Boot execution time of IDE/PCI-IDE/MS-DOS partition drivers: 262 msecs. This includes the time to probe and identify the IDE drive device and read the disk partition information from the drive. We booted the kernel with option hdf=none to turn off the slave device on interface ide2, so that it would not be probed. We also modified the kernel to turn off probes of the second IDE interface on the Promise card. (This was prior to fixing the "ide<x>=noprobe" option bug. If you don't turn off probing the second empty IDE interface then probling takes 1.3 seconds on both a PPC 405GP and a MIPS ITE8172!)
About 250 msecs of the time is spent during the bus probe in repeated calls to ide_delay_50ms() during probe and drive identification, which busywaits (in order to let the IDE controller make progress before polling for status or to allow previous operations to complete). Reading capacity info, etc. also blocks using a wait_for_completion(). The MSDOS partition code also locks pages, which can call schedule() to wait for locks.
If the IDE drivers are made modules for delayed initialization, allowing concurrent module initialization with application execution, then kernel preemption is turned off for about 252 msecs during init of the ide-probe-mod module, which could significantly interfere with real-time response of other threads. (This was verified using the CONFIG_PREEMPT_TIMES feature that gives preemption lock times in /proc/latencytimes, which is also supported in the CELF kernel.) Because the Big Kernel Lock (BKL) is held during module initialization, preemption is disabled while the module init routines runs and uses busywait calls, but preemption is allowed when CPU-yielding wait calls are employed (the linux scheduler drops and reacquires the BKL in this case).

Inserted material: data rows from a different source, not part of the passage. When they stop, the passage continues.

PR #305, opened 2016-12-25
Fix a race in Shared where it blocks forever

### LINKED ISSUE #304: future::Shared can hang if a clone gets dropped
Consider the following program:

```rust 
    use futures::Future;
    use futures::sync::oneshot;

    let mut core = ::tokio_core::reactor::Core::new().unwrap();
    let handle = core.handle();

    let (tx, rx) = oneshot::channel::<u32>();
    let f1 = rx.shared();
    let f2 = f1.clone();

    let (tx2, rx2) = oneshot::channel::<u32>();

    handle.spawn(
        f1.map_err(|_| ()).map(|x| *x).select(rx2.map_err(|_| ()))
            .and_then(|x| { println!("first task got {}", x.0); Ok(()) }).map_err(|_| ()));

    let (tx3, rx3) = oneshot::channel::<u32>();

    handle.spawn(f2.map(|x| tx3.complete(*x)).map_err(|_| ()));

    tx2.complete(11); // Causes `f1` to get cancelled.
    core.turn(Some(::std::time::Duration::from_millis(1)));

    tx.complete(42); // Should cause `f2` and then `rx3` to get resolved.
    let result = core.run(rx3).unwrap();
    assert_eq!(result, 42);
```

I expect this to terminate successfully. Instead, it hangs at the `core.run()`. The problem, as I understand it, is that once `f1` is cancelled, `tx.complete(42)` has no way of waking up the proper task. One way to solve this might be to add some `unpark()` logic in the destructor of `Shared<F>`.

alexcrichton:
A `Shared` represents multiple handles to an original future, which can have
many tasks waiting on it. The original future, however, can only have at most
one task waiting on it. If a `Shared` handle is dropped which belongs to the
task that's blocking on the inner future, then once the inner future is done
we're not guaranteed to ever be able to wake up again.

To solve this case for now this commit adds a destructor to the `Shared` future
which wakes up all waiting tasks on destruction. This has the downside of a
"thundering stampede" problem but we can't be certain which task should be woken
up, so we just wake up all of them.

Closes #304

### DIFF
--- a/tests/shared.rs
+++ b/tests/shared.rs
@@ -1,9 +1,9 @@
 extern crate futures;
 
 use std::thread;
+
 use futures::sync::oneshot;
 use futures::Future;
-
 
 fn send_shared_oneshot_and_wait_on_multiple_threads(threads_number: u32) {
     let (tx, rx) = oneshot::channel::<u32>();
@@ -37,4 +37,32 @@ fn two_threads() {
 #[test]
 fn many_threads() {
     send_shared_oneshot_and_wait_on_multiple_threads(1000);
+}
+
+#[test]
+fn drop_on_one_task_ok() {
+    let (tx, rx) = oneshot::channel::<u32>();
+    let f1 = rx.shared();
+    let f2 = f1.clone();
+
+    let (tx2, rx2) = oneshot::channel::<u32>();
+
+    let t1 = thread::spawn(|| {
+        let f = f1.map_err(|_| ()).map(|x| *x).select(rx2.map_err(|_| ()));
+        drop(f.wait());
+    });
+
+    let (tx3, rx3) = oneshot::channel::<u32>();
+
+    let t2 = thread::spawn(|| {
+        drop(f2.map(|x| tx3.complete(*x)).map_err(|_| ()).wait());
+    });
+
+    tx2.complete(11); // cancel `f1`
+    t1.join().unwrap();
+
+    tx.complete(42); // Should cause `f2` and then `rx3` to get resolved.
+    let result = rx3.wait().unwrap();
+    assert_eq!(result, 42);
+    t2.join().unwrap();
 }
--- a/src/future/shared.rs
+++ b/src/future/shared.rs
@@ -99,7 +99,8 @@ impl<F> Future for Shared<F>
         //    - If the future is not ready, or if the lock failed:
         // 3. Lock the state for write.
         // 4. If the state is `State::Done`, return the result. Otherwise:
-        // 5. Create a task, push it to the waiters vector, and return `Ok(Async::NotReady)`.
+        // 5. Create a task, push it to the waiters vector, and return
+        //    `Ok(Async::NotReady)`.
 
         if !self.inner.result_ready.load(SeqCst) {
             match self.inner.original_future.try_lock() {
@@ -132,7 +133,9 @@ impl<F> Future for Shared<F>
 
                         match mem::replace(&mut *state, State::Done(result)) {
                             State::Waiting(waiters) => waiters,
-                            State::Done(_) => panic!("store_result() was called twice"),
+                            State::Done(_) => {
+                                panic!("store_result() was called twice")
+                            }
                         }
                     };
                     for task in waiters {
@@ -164,6 +167,34 @@ impl<F> Clone for Shared<F>
 {
     fn clone(&self) -> Self {
         Shared { inner: self.inner.clone() }
+    }
+}
+
+impl<F: Future> Drop for Shared<F> {
+    fn drop(&mut self) {
+        // A `Shared` represents a bunch of handles to one original future
+        // running on perhaps a bunch of different tasks.  That one future,
+        // however, is only guaranteed to have at most one task blocked on it.
+        //
+        // If our `Shared` handle is the one which has the task blocked on the
+        // original future, then us being dropped means that we won't ever be
+        // around to wake it up again, but all the other `Shared` handles may
+        // still be interested in the value of the original future!
+        //
+        // To handle this case we implement a destructor which will unpark all
+        // other waiting tasks whenever we're dropped. This should go through
+        // and wake up any interested handles, and at least one of them should
+        // make its way to blocking on the original future itself.
+        if self.inner.result_ready.load(SeqCst) {
+            return
+        }
+        let waiters = match *self.inner.state.write().unwrap() {
+            State::Waiting(ref mut waiters) => mem::replace(waiters, Vec::new()),
+            State::Done(_) => return,
+        };
+        for waiter in waiters {
+            waiter.unpark();
+        }
     }
 }
 


tests/shared.rs
```diff
@@ -38,3 +38,31 @@ fn two_threads() {
 fn many_threads() {
     send_shared_oneshot_and_wait_on_multiple_threads(1000);
 }
+
+#[test]
+fn drop_on_one_task_ok() {
```
dwrensha: This test case passes for me even *before* applying the rest of this commit, so I doubt that it is providing the coverage that we want.

dwrensha:
I suppose this could be optimized by giving each clone a unique ID and keeping track of which one was responsible for the most recent call to the inner `.poll()`.

dwrensha:
Hm. This destructor helps, but I'm still a bit worried about the fact that everything can grind to a halt if one of the clones leaks and therefore never gets polled again and never gets dropped.

I wonder if it would be better it modify the design of `shared()` so that it can be predictably driven by a single task. For example, maybe the initial `Shared` could drive the execution and would be the only clone that is allowed to poll the underlying future. We would probably want to avoid `Clone` is this case, to emphasize that there is a semantic difference between the copies.

tests/shared.rs
alexcrichton: I think it's somewhat nondeterministic as we can't be sure that the threads are blocking at a particular point. I had to run this a few times to get it to deadlock beforehand.

alexcrichton:
@dwrensha yeah I do think that a unique ID would help here in not waking up too many, and it's true yeah that leaks will cause everything to grind to a halt. I'm not *too* worried about leaks, though, and it may mean that we should just provide a `oneshot`-like future were the `Receiver` implements `Clone`. That way we don't have to talk about spawns in futures itself just yet (which doesn't understand spawning like tokio-core does).

dwrensha:
To be more concrete, my proposal is that we split `Shared<F>` into something like `SharedRoot<F>` and `SharedBranch<F>`, where:

  1.  `Future::shared()` returns a `SharedRoot<F>`.
  2.  Both `SharedRoot<F>` and `SharedBranch<F>` implement `Future`.
  3. `SharedRoot<F>::poll()` polls the underlying future.
  4. `SharedRoot<F>::add_branch()` creates a new `SharedBranch<F>` from a `SharedRoot<F>`.
  5. Neither `SharedRoot<F>` nor `SharedBranch<F>` implements `Clone`.
  6. `SharedBranch<F>::poll()` does *not* poll the underlying future. Instead, it checks whether a value is currently ready and if not parks the current task.
  7. Dropping a `SharedRoot<F>` cancels the underlying future.
  8. Dropping a `SharedBranch<F>` does not cancel the underlying future.

This would allow one to pass a `SharedBranch<F>` to untrusted code without worrying about leaks, and would avoid the need for fancy bookkeeping.

tests/shared.rs
dwrensha: Ah. Indeed, if I run it a few times I do see the deadlock.

liran-ringel:
@dwrensha a similar idea was presented here:
https://github.com/alexcrichton/futures-rs/compare/master...liran-ringel:feature/multishot

The disadvantage is that only the root can generate `SharedBranch<F>`, while current `Shared` can be cloned from cloned `Shared`s.

dwrensha:
> The disadvantage is that only the root can generate `SharedBranch<F>`

No, a `SharedBranch` would be able to generate other `SharedBranch`s. I imagine both types having the same representation as the current `Shared<F>`, that is:

```rust
pub struct SharedRoot<F> where F: Future
{
    inner: Arc<Inner<F>>,
}

pub struct SharedBranch<F> where F: Future
{
    inner: Arc<Inner<F>>,
}
```

So it should should be easy to have `impl <F> Clone for SharedBranch<F> { ... }`.

(The first version of my previous comment proposed that neither new type should implement `Clone`; I've since updated the comment.)

@liran-ringel the multishot proposal is interesting. One difference from my present proposal is that `<Multishot as Future>::Item = ()` and `<Multishot as Future>::Error = ()`, while `<SharedRoot<F> as Future>::Item = SharedItem<F::Item>` and `<SharedRoot<F> as Future>::Error = SharedError<F::Error>`.

liran-ringel:
@dwrensha if `Shared` drop could be implemented more efficiently, O(1), will `SharedRoot` and `SharedBranch` have a value?

alexcrichton:
@dwrensha an interesting idea! That'd definitely make destruction more deterministic in all cases, especially in terms of time complexity.

I think, though, that with this PR the implementation is correct in the face of early drops (cancellations). The downside of this PR, however, is that it's probably not up to par with the perf of the implementation that you're proposing. 

You mentioned that leaks can cause this to go wrong, but don't leaks make everything go wrong in a futures system? Even with a root/branch distinction if you leak a root the whole system grinds to a halt?

liran-ringel:
@alexcrichton @dwrensha I propose that instead of `SharedRoot` and `SharedBranch` we do that:
https://github.com/alexcrichton/futures-rs/compare/master...liran-ringel:bugfix/shared-blocks-if-poller-is-dropped?expand=1

The `drop` implementation is O(1).
Do you still see any advantage to the `SharedRoot` and `SharedBranch` concept? I think it adds some complexity.
Also, the `SharedBranch`es are canceled if the `SharedRoot` is dropped (which does not happen in current `Shared`).

dwrensha:
Unparking only one task makes me nervous. What if that task does not poll the shared future this time around?

liran-ringel:
@dwrensha If the task doesn't poll the shared future this time it means one of the following:
1. `result_ready` is true
2. Other `Shared` is making progress on the future - in that case he becomes the "poller".

dwrensha:
Consider the following future:

```rust
enum Which { Left, Right }

struct ModedFuture<F> where F: Future {
    mode: Mode,
    left: F;
    right: F;
}

impl <F> ModedFuture<F> where F: Future {
    pub fn new(left: F, right: F, mode: Mode) -> ModedFuture<F> {
        ModedFuture { left: left, right: right, mode: mode }
    }

    pub fn set_mode(&mut self, mode: Mode) {
        self.mode = mode;
    }
}

impl <F> Future for ModedFuture<F> where F: Future {
    type Item = F::Item;
    type Error = F::Error;
        match self.mode {
            Mode::Left => self.left.poll(),
            Mod::Right => self.right.poll(),
        }
    }
}
```

Now suppose that I wrap a `Shared` as part of a `ModedFuture`, allow it to get polled a few times, and then change the mode of the `ModedFuture`. If this is the single task that gets unparked when a clone of the `Shared` gets dropped, the `Shared` could get stuck; there might be other clones that are waiting for it to complete, but they will never get unparked because the designated poller (i.e. the task with the `ModedFuture`) has decided not to poll the `Shared`.

So if we want to have `Shared::drop()` only unpark a single task, then I think that we need to declare that `ModedFuture` is somehow an invalid impl of `Future`. I suppose we could say that a future *must* poll all futures that it owns/wraps. I worry that this is a rather fuzzy property that would be difficult to formalize and document. Moreover, although I don't currently have any need for something like `ModedFuture`, it seems kind of sad to rule to it out, as it might be useful.

liran-ringel:
@dwrensha Good point, it will indeed block until the other future is finished, and `ModedFuture` will be destroyed.
But that situation could happen even if no `Shared` is dropped:
One `Shared` (called f1) polled the original future, and another `Shared` (f2) didn't. If f1 is in something like `ModedFuture`, f2 will hang until `ModedFuture` is dropped.
:(

I think we cannot say that a future must poll all futures that it owns/wraps, can we @alexcrichton?

So I guess we need to replace it with something like `Multishot`/`SharedRoot`&`SharedBranch`?

dwrensha:
(Note: I've updated my above implementation `ModedFuture` to unpark itself when its mode has changed.)

> One `Shared` (called f1) polled the original future, and another `Shared` (f2) didn't. If f1 is in something like `ModedFuture`, f2 will hang until `ModedFuture` is dropped.

I'm not sure that I follow. Why would `f2` not poll the original future? Does `f2` poll the `Shared` at all? If not, then presumably it doesn't actually care about the result of the `Shared`.

liran-ringel:
@dwrensha `f2` won't poll the original future if `f1` locked it here:
https://github.com/alexcrichton/futures-rs/blob/6468b266c674d71d4209d985312522b57f7a0776/src/future/shared.rs#L106

dwrensha:
In that case `f2` parks its task and will get re-polled when the lock is released, right? So therefore `f2` will poll the original future soon. As far as I understand, something like `ModedFuture` can't cause the lock to be held forever.

Hm. This suggests that it might be worth thinking about whether something like `futures::sync::Bilock` could have the potential to get stuck in a locked state if it were used with `ModedFuture`. If so, then maybe we are forced to accept that "futures must poll wrapped futures".

liran-ringel:
@dwrensha `f2` won't get re-polled when the lock is released. `f2` will get re-polled only when the original future will be polled as ready. Look here:
https://github.com/alexcrichton/futures-rs/blob/master/src/future/shared.rs#L117

If `f1` polled the original future and `f2` didn't (because it failed to lock the original future), but `f1` won't poll the original future again when it's ready (e.g. if he's in `ModedFuture`), `f2` will hang.


I wonder if we could use `futures::executor::spawn`, to create something like `SharedRoot` (not exposed as `pub`, only for implementation), that will unpark all `Shared`s tasks. That `SharedRoot`, if I understand it correctly, will poll the original future as fast as the `Executor` runs it, and won't have the discussed issues.

alexcrichton:
In general there's no guarantee that if you unpark a task that the task will go back and poll the relevant future. In that sense I may have been incorrect when I mentioned that we could optimize this in the future to not unpark all waiters, we may be forced to always unpark all waiters.

This point is solved by @dwrensha's proposed split, though, as it's clear who's responsible for making progress on the original future.

liran-ringel:
I wonder about the Item and Error types of `SharedBranch`.
For `SharedRoot`, it's as @dwrensha described:
`<SharedRoot<F> as Future>::Item = SharedItem<F::Item>` and `<SharedRoot<F> as Future>::Error = SharedError<F::Error>`.

But what will it be for `SharedBranch`?
`<SharedBranch<F> as Future>::Item = Result<SharedItem<F::Item>, SharedError<F::Error>>` and `<SharedBranch<F> as Future>::Error = Canceled`, or:
`<SharedBranch<F> as Future>::Item = SharedItem<F::Item>` and `SharedBranch<F> as Future>::Error = ErrorEnum<F::Error>`, where `ErrorEnum` can be either `SharedError<F::Error>` or `Canceled`.

alexcrichton:
Yes it's true that there's some type trickery with a root/branch approach as well. Going down that road is somewhat orthogonal to fixing the problem at hand, though. I'm going to go ahead and merge to we can get the fix out, but we can continue discussing alternate strategies for 0.2!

So we changed the ide_delay_50ms() busywaits to call schedule_timeout() instead (this is also in the CELF kernel; select CONFIG_IDE_PREEMPT), resulting in a 9.68 msec maximum preempt off time. Note that if you're not using modules but are instead building the drivers statically into the kernel, then the CPU-yielding calls do add some amount of time to the total execution time due to context-switch overhead, etc.
My coworker Dave Singleton also did some analysis and improvement of IDE on the MIPS ITE8172 (again for Sony/Matsushita). He found that with his 7200RPM Maxtor drive, he could reduce the 50ms probe delays to 1ms with no problem. With this, plus some context switch removal and the other optimizations given above, the following boot times were observed, by filesystem type:
{{{ ext2: 167 milliseconds ext3: 457 milliseconds xfs: 236 milliseconds }}}
He explains: "Both EXT3 and XFS file systems cause a log replay at boot/mount time. To improve this time the log recovery feature was by passed in the case of XFS. The log was not replayed and the root file system was mounted readonly. The first init script after booting remounted the root file system readwrite and replayed the log to ensure file system integrity. No such changes were made to EXT3, which is the reason it had the slowest boot times of all 3 file system types."